Smith: Time for GOP to govern with results

After its introduction and before its withdrawal, House Majority Leader Kevin McCarthy, R-Calif., attempts to explain his party's move to end the independent Office of Government Ethics during a network television interview on Capitol Hill in Washington last week.
After its introduction and before its withdrawal, House Majority Leader Kevin McCarthy, R-Calif., attempts to explain his party's move to end the independent Office of Government Ethics during a network television interview on Capitol Hill in Washington last week.
photo Robin Smith

The election cycles of 2006 and 2008 saw the rise of candidates for both chambers of the U.S. Congress, incumbents and new faces alike on the political center-right, who spoke of the urgent need to address several issues.

Among those issues most often cited were reforming illegal immigration, stopping the out-of-control federal spending that has exploded our national debt and the need for tax reform that involves a simpler, fairer method to avoid taxing work and productivity.

In 2010, the election cycle of the GOP included these items, which had not been formally addressed, and added the demand for the repeal of Obamacare, which had passed and was signed into law in March of that year without any Republican input or votes.

Now, 10 years later, those who have run as Republicans hold the majority in the U.S. House, the U.S. Senate and the White House. Let's make this really simple: After the working class uprising in the 2016 election, with public distrust of Washington, D.C., politicians and the media at an all-time high, the clock has started and folks are keeping score.

Last Tuesday, the 115th Congress convened after the oath of office was administered to members of the upper and lower chambers at noon. Hours before, votes taken in the House Republican caucus to dissolve the House Office of Congressional Ethics were nothing short of stupid.

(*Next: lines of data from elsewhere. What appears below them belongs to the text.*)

PR #1756, opened 2025-03-12
fix: edit help

jshackell-sfdc:


messages/rules-writer.md
```diff
@@ -1,3 +1,3 @@
 # error.unrecognized-file-format
 
-The output file %s has an unsupported extension. Valid extensions include: .json.
+The output file %s has an unsupported extension. Valid extension(s): .json.
```
jshackell-sfdc, line 3: While I'm normally a fan of "word(s)", this is setting us up for when we have more valid extensions.

randi274 (approved):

After a decade of promising to get significant reforms passed with excuses each cycle that "the math doesn't add up" in failing to make good on those pledges, the first thing you do is eliminate a body that permits average Americans to file ethics complaints against those entrusted to serve! Really?

After a quick about-face following a social media post by President-elect Donald Trump challenging, "With all that Congress has to work on, do they really have to make the weakening of the independent ethics watchdog ," the House decided there were bigger issues on the agenda.

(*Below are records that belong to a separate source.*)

Issue #1754, opened 2025-03-11
[BUG][code-analyzer] PMD Rule Overrides Removed When Loading Config


TimPaulaskasDS:
### Have you tried to resolve this issue yourself first?

Yes

### Bug Description

When executing the following command to load the configuration and overwrite it:

```
sf code-analyzer config --config-file ./code-analyzer.yml --output-file code-analyzer.yml
```

The tool unexpectedly **removes PMD engine rule overrides** and **modifies machine-specific values**, which should remain `null` to ensure cross-user compatibility.

### Output / Logs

Here, for the GOP majority, is a quick reference guide that itemizes the promises of 2016 and the past:

- Obamacare repeal to end the explosive insurance premium costs and out-of-pocket expenses for patients who dare to use their insurance. It's time for those "free market solutions."

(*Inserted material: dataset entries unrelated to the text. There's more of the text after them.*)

PR #1758, opened 2025-03-14
FIX(config): @W-18038124@: Stop attempting to process disabled engines

stephen-carter-at-sf:


src/lib/actions/ConfigAction.ts
```diff
@@ -35,47 +36,70 @@ export class ConfigAction {
...
+
+		// ==== PREPARE DEFAULT CONFIG (with disable_engine settings kept) AND DEFAULT CODE ANALYZER ===================
+
+		// TODO: We are currently only passing in the enginePlugins here which are not all plugins. We need to
+		// include the dynamically loaded plugins... but dynamicallyAddEnginePlugin loads and adds and so we never get
+		// access to the plugins. We need to update core to separate the concerns so that we just have a
+		// dynamicallyLoadEnginePlugin to just return the plugin so that we can add these plugins to this list.
+		// And/Or we could just have the Code Analyzer class return a list of the engines that were disabled so that
+		// we don't need this helper function here.
+		const disabledEngines: string[] = getDisabledEngineNames(enginePlugins, new Set(userCore.getEngineNames()));
```
stephen-carter-at-sf, line 73: Since the dynamic loading functionality is not visible to anyone... this is just something we'll need to do before we expose that that type of functionality. But most likely we'll rework the space for JIT Plugins anyway. So no rush on this... it's not a bug for our users currently.

test/lib/actions/ConfigAction.test.ts
```diff
@@ -355,14 +319,44 @@ describe('ConfigAction tests', () => {
...
+					engines: {
+						uncreatableEngine: {
+							disable_engine: true
+						}
+					}
+				}));
+
+				const output: string = await runActionAndGetDisplayedConfig(dependencies, ['NoRuleHasThisTag']);
+				expect(output).toContain('disable_engine: true # Modified from: false');
+			});
```
stephen-carter-at-sf, line 354: This is the main unit test to validate the fix. It fails without the code changes and now it passes with the fix.

jfeingold35 (approved):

- Legal immigration enforcement with the immediate removal of criminal aliens. The selective enforcement of our laws has created the problem. Enforce those laws on the books or change them.

- Whether it's a flat tax, a fair tax or whatever you call it, the idiocy of taxing productivity means you get less of it. The laboratories of the states prove that individuals and companies move to states with level and fair tax structures.

- Entitlement reform that protects the authentic safety net that is a necessity for temporary assistance but eliminates the generational dependency on a government as a keeper, especially for able-bodied adults.

- Prioritize American interests through national security, immigration law, economic policy and authentically fair trade deals versus the interests of globalists - or more simply, multi-national financiers and companies.

- Identify America's enemies and allies and stand fiercely against the one or firmly with the other for the singular purpose of victory for liberty and freedom.

As one who has worked in a few campaigns, I can say unequivocally that the palpable disgust of the voting public is not a mirage and must be confronted. The 2016 election was a watershed event for politics. Now, there's a demand for results, a fatigue with those who live a separate existence from the consequences of failed policy and selective enforcement of law, and a paradigm shift from the assumption that marketing transcends good policy.

GOP, let's govern.

Robin Smith, a former chairwoman of the Tennessee Republican Party, owns Rivers Edge Alliance.